§ INSTRUCTIONS FOR THE TASK
Exact copies are required of the lines from the line containing "Documentation: Baked responses" through the final line of the listing, both included, and of no other lines.

§ DATA

________________________

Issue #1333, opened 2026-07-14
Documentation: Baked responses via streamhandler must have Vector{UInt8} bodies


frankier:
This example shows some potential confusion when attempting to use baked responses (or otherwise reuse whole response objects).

________________________

§ SOLUTION
Documentation: Baked responses via streamhandler must have Vector{UInt8} bodies


frankier:
This example shows some potential confusion when attempting to use baked responses (or otherwise reuse whole response objects).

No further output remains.